PR #1052, opened 2026-01-04
fix: replace import assertion with readFileSync in rollup configs

### LINKED ISSUE #1050: Build fails with "SyntaxError: Unexpected identifier 'assert'" in `@embeddedchat/auth` package
The build process fails when building the `@embeddedchat/auth` package due to Rollup not parsing the import assertion syntax in `rollup.config.js`.

## Error Message

Image

```
✖  @embeddedchat/auth:build
   [!] SyntaxError: Unexpected identifier 'assert'
       at compileSourceTextModule (node:internal/modules/esm/utils:344:16)
       at ModuleLoader.moduleStrategy (node:internal/modules/esm/translators:105:18)
       at ModuleLoader.#translate (node:internal/modules/esm/loader:534:12)
       at ModuleLoader.loadAndTranslate (node:internal/modules/esm/loader:581:27)
       at ModuleJob._link (node:internal/modules/esm/module_job:116:19)
```

## Steps to Reproduce

1. Clone the repository
2. Install dependencies: `yarn`
3. Run build: `yarn build`
4. Build fails on `@embeddedchat/auth` package

## Root Cause

The issue is in `packages/auth/rollup.config.js` line 4:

========

Each line in the listing above that includes the word "with" needs to be copied out.

- [Response area]
fix: replace import assertion with readFileSync in rollup configs
### LINKED ISSUE #1050: Build fails with "SyntaxError: Unexpected identifier 'assert'" in `@embeddedchat/auth` package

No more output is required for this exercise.